Who would you prefer to get you out of a survival situation?  Is Bear Grylls for real or is it just me?  Ray Mears seems more knowledgeable to me.

----------


## MadPict

Ray Mears without a shadow of doubt.

Grylls is just a 'charlatan' - turns out he is less than truthful. He apparently often stays in hotels while shooting his "survival" series. Guess you can survive anything with a hot shower, mini bar and room service...
Also situations are 'set up' by the crew to demonstrate some techniques for "survival".

In one of his programmes he stated ""Eat anything in the mangroves and you risk dancing with the Devil - anything from dysentery to liver failure..."

So, why the hell did he eat that raw crab? Mears doesn't need to use such 'tricks' - he doesn't kill something just to prove a point... 

Funnily enough Ray Mears was asked in an interview (Radio Times) about the Bear fiction (as opposed to the bare facts...)




> *Do you watch Bear Grylls for tips?*
> Ha ha ha ha ha [laughs for about a minute]. Do I look for tips from Bear Grylls?
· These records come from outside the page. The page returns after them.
PR #105, opened 2019-05-07
Fix Firefox being unable to submit programs

j-selby:
This fixes a bug where global requirements and rules were included in the main form, breaking form submission in specific circumstances for Firefox.

This does change the ordering in the form, but this shouldn't be an issue.


JackSekoranja (approved):
Really not a fan of having the student and staff notes above the rules field, but I'll assume this was done as part of the bug fix so I'll defer to your judgement there.

If possible it would be great to fix, but obviously functionality trumps styling

j-selby:
Yeah, we can't have it inline in the form there. Could do some Javascript to move the form around if needed.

Yes - on how not to make television programmes! As far as I am concerned, these people are just showmen. I think the viewer knows that if you want to really know how to take care of yourself in the wild, I'm the person to talk to.
> 
> *Did you laugh out loud when you heard that Bear Grylls had been caught "surviving" in a motel?*
> Yeah. You can take short cuts if you want, but we never have. I've had many arguments with the directors, telling them, "We do it the right way or not at all". That caused a problem in the old days, but now directors see what happens if you cheat. It's a sad indictment of the world we live in that television wants that kind of hype. And it's crap television. When people break those rules and think it's Ok to dress the stage a little bit, that spoils the whole thing. I think that's an abuse of a powerful medium.

----------


## joxville

I've never heard of either of them.  ::

----------


## crayola

> Who would you prefer to get you out of a survival situation?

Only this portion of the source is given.